Task details – Using the entries that follow, write out the line containing "PR #1476, opened 2022-07-19", the line containing "- Support encoding", and every line between them, exactly and nothing else.

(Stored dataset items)

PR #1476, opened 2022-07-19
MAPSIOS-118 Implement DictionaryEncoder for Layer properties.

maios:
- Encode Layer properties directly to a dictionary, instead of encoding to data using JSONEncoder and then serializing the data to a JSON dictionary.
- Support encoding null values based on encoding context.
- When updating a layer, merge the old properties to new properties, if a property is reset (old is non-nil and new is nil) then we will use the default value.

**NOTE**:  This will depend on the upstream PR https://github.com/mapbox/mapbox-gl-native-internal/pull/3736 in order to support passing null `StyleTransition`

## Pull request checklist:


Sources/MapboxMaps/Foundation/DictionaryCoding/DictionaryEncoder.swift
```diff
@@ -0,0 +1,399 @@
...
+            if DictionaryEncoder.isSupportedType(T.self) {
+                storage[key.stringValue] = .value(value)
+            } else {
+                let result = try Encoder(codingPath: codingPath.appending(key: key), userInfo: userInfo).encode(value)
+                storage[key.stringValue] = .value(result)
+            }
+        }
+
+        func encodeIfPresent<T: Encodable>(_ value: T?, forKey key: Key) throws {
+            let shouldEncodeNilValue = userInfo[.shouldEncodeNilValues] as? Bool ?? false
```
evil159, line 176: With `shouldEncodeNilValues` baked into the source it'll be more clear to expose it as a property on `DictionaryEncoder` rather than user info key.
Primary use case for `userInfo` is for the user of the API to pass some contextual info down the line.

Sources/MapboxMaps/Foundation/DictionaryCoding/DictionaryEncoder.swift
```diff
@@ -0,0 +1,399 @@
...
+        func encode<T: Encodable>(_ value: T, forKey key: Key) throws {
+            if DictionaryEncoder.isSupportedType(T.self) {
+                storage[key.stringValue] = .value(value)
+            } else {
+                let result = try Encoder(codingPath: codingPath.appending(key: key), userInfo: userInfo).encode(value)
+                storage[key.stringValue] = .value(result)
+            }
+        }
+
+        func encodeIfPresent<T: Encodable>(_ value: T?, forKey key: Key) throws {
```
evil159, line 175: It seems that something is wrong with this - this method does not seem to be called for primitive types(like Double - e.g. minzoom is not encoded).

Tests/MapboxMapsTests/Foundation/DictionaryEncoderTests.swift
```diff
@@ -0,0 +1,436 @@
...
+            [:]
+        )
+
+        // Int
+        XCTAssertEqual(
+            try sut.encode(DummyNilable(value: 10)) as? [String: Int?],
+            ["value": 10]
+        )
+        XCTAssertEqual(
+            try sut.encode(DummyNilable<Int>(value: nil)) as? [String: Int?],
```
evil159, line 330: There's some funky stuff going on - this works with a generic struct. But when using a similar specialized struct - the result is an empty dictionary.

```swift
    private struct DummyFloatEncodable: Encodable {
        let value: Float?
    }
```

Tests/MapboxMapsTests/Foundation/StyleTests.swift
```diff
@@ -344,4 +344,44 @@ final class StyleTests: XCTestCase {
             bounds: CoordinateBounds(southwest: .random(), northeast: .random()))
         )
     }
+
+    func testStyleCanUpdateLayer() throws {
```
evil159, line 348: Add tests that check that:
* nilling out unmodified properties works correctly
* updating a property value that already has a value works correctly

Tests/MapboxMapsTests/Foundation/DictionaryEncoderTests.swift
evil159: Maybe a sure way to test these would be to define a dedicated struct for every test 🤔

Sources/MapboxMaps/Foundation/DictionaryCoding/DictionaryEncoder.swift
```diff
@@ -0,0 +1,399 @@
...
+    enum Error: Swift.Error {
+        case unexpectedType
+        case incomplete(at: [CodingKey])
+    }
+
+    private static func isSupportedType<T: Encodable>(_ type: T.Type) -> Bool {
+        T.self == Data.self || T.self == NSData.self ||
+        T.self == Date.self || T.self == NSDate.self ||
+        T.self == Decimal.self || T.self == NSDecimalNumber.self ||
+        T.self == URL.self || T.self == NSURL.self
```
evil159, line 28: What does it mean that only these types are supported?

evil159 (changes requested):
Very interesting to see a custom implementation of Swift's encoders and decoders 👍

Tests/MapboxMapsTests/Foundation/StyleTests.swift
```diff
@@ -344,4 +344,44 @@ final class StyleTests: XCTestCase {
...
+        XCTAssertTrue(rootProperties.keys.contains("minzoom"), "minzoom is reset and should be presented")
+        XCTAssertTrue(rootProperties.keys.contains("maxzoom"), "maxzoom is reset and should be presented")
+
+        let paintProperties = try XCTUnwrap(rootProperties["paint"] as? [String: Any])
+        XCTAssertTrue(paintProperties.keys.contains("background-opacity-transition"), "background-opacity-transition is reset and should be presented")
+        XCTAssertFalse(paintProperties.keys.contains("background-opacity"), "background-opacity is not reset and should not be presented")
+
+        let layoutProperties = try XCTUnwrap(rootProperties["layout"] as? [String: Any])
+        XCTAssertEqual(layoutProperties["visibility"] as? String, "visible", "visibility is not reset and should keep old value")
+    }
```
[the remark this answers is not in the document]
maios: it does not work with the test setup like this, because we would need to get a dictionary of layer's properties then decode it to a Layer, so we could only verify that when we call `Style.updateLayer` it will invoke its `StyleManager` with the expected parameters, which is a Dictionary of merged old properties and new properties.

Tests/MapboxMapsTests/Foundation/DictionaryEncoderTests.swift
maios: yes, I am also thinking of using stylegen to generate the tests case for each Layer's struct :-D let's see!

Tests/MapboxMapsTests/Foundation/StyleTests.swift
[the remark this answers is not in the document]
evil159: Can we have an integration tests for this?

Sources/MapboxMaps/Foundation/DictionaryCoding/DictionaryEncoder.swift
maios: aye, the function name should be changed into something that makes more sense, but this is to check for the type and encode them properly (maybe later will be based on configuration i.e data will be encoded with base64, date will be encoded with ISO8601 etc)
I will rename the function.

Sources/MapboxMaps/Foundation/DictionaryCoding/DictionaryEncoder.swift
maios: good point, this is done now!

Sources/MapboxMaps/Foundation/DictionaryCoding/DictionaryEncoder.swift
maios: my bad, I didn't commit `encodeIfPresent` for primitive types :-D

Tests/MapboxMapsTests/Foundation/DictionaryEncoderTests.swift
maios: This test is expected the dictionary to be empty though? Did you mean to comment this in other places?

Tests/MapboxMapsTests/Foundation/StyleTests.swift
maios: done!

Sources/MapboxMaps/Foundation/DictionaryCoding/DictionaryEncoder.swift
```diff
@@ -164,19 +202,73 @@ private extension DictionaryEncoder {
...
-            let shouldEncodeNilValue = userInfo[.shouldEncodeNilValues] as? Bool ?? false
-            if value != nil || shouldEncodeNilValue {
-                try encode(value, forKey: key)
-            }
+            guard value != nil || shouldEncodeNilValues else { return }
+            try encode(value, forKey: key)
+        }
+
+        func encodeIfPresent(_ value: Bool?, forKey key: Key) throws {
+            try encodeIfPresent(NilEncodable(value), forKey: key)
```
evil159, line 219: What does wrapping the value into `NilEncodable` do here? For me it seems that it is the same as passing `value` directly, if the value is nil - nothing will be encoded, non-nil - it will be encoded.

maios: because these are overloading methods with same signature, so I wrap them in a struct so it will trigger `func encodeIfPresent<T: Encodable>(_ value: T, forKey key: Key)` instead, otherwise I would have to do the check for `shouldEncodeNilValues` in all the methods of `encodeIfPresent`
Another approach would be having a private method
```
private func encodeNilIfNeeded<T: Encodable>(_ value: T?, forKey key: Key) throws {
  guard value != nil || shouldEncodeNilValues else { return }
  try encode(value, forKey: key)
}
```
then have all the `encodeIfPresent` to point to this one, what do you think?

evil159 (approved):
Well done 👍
--
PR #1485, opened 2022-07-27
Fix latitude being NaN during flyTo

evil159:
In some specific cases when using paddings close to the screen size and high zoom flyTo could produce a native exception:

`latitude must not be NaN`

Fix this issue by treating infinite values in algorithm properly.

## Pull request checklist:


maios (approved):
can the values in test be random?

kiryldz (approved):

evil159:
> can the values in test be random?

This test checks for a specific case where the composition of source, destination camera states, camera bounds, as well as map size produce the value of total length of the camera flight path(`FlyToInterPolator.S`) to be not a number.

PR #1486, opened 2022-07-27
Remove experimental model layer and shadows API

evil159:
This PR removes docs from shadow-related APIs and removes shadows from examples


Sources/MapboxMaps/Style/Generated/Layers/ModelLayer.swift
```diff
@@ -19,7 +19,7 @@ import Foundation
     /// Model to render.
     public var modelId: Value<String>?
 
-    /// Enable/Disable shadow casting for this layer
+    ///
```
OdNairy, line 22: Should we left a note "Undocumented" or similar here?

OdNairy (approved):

Result below –
PR #1476, opened 2022-07-19
MAPSIOS-118 Implement DictionaryEncoder for Layer properties.

maios:
- Encode Layer properties directly to a dictionary, instead of encoding to data using JSONEncoder and then serializing the data to a JSON dictionary.
- Support encoding null values based on encoding context.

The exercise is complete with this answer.